Tenho neste exato momento na tela da memória a imagem do Zé Gilberto,
uma espécie de bedel a quem chamavam prefeito de disciplina, postado
à nossa frente. Estamos todos em formação à moda
militar e ele sopra um apito enquanto executa a coreografia dos exercícios
físicos a qual devíamos reproduzir. A cada silvo do apito correspondia
um determinado movimento. Os mais freqüentes eram os de levantarmos e abaixarmos
os braços. E os que exigiam mais esforço, os chamados abdominais,
que consistiam em suspender e abaixar várias vezes o tronco, em posição
horizontal, apoiado apenas nos pés e nas mãos. Escrevi este parágrafo
apenas para ilustrar e demonstrar a capacidade de registro da minha memória.

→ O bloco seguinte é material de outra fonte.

Issue #1393, opened 2015-12-21
Support DropwizardClientRule with custom ObjectMapper config


rowanhill:
Hi,

As far as I can tell, it's not possible to apply any custom configuration to the ObjectMapper used by DropwizardClientRule's FakeApplication (since the application and its environment are kept private). Is this by design?

I'd like to register a Module and set some SerializationFeatures on the ObjectMapper used - without that, the JSON the client under test sends cannot be deserialized.

It looks like at the moment I'm forced to run a full integration test with DropwizardAppRule (which is a shame, as it's slower and much more difficult to manipulate). Is there any alternative, or if not, is there any argument against exposing the application and/or environment from DropwizardClientRule?

Thanks,
Rowan

jplock:
I submitted https://github.com/dropwizard/dropwizard/pull/1446 to address this

PR #1446, opened 2016-02-05
Expose the ObjectMapper and Environment from the FakeApplication

jplock:
Fixes https://github.com/dropwizard/dropwizard/issues/1393


evnm:
To minimize the change, we could simply expose `getEnvironment()`. Consumers could then access the `ObjectMapper` via `Environment.getObjectMapper()`.

Not sure if we care, though. LGTM!

jplock:
@evnm I thought about that, but then I saw that `DropwizardTestSupport` exposes them both this way anyway so I figured it'd be ok.

evnm:
Yep, seems consistent to me.

arteam:
I think that's fine. Users will have more control over the testing environment.

arteam:
Thanks, @jplock and @evnm!

PR #1448, opened 2016-02-06
Improve Support for Optional{Double,Int,Long} in Jersey

### LINKED ISSUE #1447: Java 8 - OptionalValidatedValueUnwrapper supports Optional but no classes exist for OptionalInt, OptionalLong, etc
The Java 8 module `OptionalValidatedValueUnwrapper` supports only `java.util.Optional` and there should be additional classes created for `OptionalInt`, `OptionalLong`, and `OptionalDouble`. This is necessary so `@UnwrapValidatedValue` works and can unwrap `OptionalInt` variables for things like `@Min`, `@Max`, etc. Until this is resolved we need to use `Optional<Integer>`, `Optional<Long>`, `Optional<Double>` for validation to work.

joschi:
This PR adds `ValidatedValueUnwrapper`, `ParamConverter`, and `MessageBodyWriter` implementations for `OptionalDouble`, `OptionalInt`, and `OptionalLong` to be consistent with the already existing `GuavaOptionalValidatedValueUnwrapper` and `OptionalValidatedValueUnwrapper` classes.

Fixes #1447

### DIFF
--- a/dropwizard-core/src/test/java/io/dropwizard/setup/BootstrapTest.java
+++ b/dropwizard-core/src/test/java/io/dropwizard/setup/BootstrapTest.java
@@ -12,6 +12,9 @@ import io.dropwizard.jackson.Jackson;
 import io.dropwizard.jersey.validation.NonEmptyStringParamUnwrapper;
 import io.dropwizard.jersey.validation.ParamValidatorUnwrapper;
 import io.dropwizard.validation.valuehandling.GuavaOptionalValidatedValueUnwrapper;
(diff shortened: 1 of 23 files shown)


jplock:
Thanks @joschi!  Do you think we need equivalent `Optional{Int,Long,Double}MessageBodyWriter` and `Optional{Int,Long,Double}ParamConverterProvider`?  I know that's not directly related to fixing #1447 but then you could use those as query parameters as well.

joschi:
@jplock Good point. I'll add those.

nickbabcock:
Looks great, thanks for the thorough test cases.

PR #1452, opened 2016-02-07
Handle redirect in WebApplicationException response

tumbarumba:
The change to "[Format WebApplicationException](https://github.com/dropwizard/dropwizard/commit/930443a5bc5760c3319bedf7b36e13810bf0dd8e#diff-235351c1b64afb2dba6188b2bd0c5386)" introduced a regression: namely, if the response contained within the WebApplicationException is a redirect, the redirect no longer works. Instead, a JSON entity is returned instead.

This change restores the previous behaviour for redirects in the WebApplicationException response.


evnm:
LGTM

nickbabcock:
Good catch, if there ever will be another 0.9.x, this would be good candidate to include.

Através dele se pode deduzir como consigo recordar detalhadamente as
demais atividades diárias que se passaram há exatos quarenta e
oito anos, mas estão todas sendo reprisadas, neste preciso momento, na
minha cabeça.
Entre os incidentes mais marcantes, lembro-me especialmente de um ataque que
perpetramos contra um "pelotão" de biscoitos. Não
sei por que (e sei, mas não há espaço nem azo para explicar
aqui) aquele magote de frangotes vivia morto de fome, embora ingerisse três
refeições diárias. Foi numa tarde de quarta-feira, quando
tínhamos direito a um passeio nas imediações do colégio
onde havia um aeroclube e ficávamos a assistir às exibições
acrobáticas dos pilotos, ou íamos até o rio, onde tentávamos
inutilmente pescar piabas com anzóis fabricados com alfinetes. Num destes
dias, ao retornarmos, deparamos com uma quantidade substancial de biscoitos
deixados provisoriamente no chão da portaria, devidamente, mas também
precariamente, acondicionados em sacolas de papel. Plástico, naquele
tempo, só a chamada matéria plástica - um derivado nem
sei de quê, parece que da borracha - com que se fabricavam brinquedos,
copos, pentes e fivelas. A escassa luminosidade crepuscular disse: "preparar";
a fome insaciável gritou: "apontar"; e o Laurianeto
(sobrinho do diretor), comandou: "fogo!" Só vi se repetir
cenas parecidas com aquela, dez anos mais tarde, e mesmo assim no cinema, quando
assisti às investidas devastadoras dos pássaros no célebre
filme de Alfred Hitchcock. Durou cerca de cinco minutos, mas foi suficiente
para que não restasse pedra sobre pedra, digo melhor, biscoito sobre
biscoito. Pena: prisão no salão de estudos durante um dia, privação
de recreios durante uma semana e privação de passeios durante
um mês.
Quando, ainda hoje, escuto as canções populares que fizeram sucesso
naquele 1956, sinto-me quase como um dos personagens daquele filme, "De
Volta Para o Futuro". Uma das mais famosas é o fado "Lisboa
Antiga", porém a que me traz mais recordações é
"Iracema", de Adoniran Barbosa - a história de uma mulher que
morreu atropelada devido à falta de cuidados com que atravessava as ruas
de São Paulo. O motivo desta inversão de evocação
musical é uma circunstância afetiva. "Lisboa Antiga"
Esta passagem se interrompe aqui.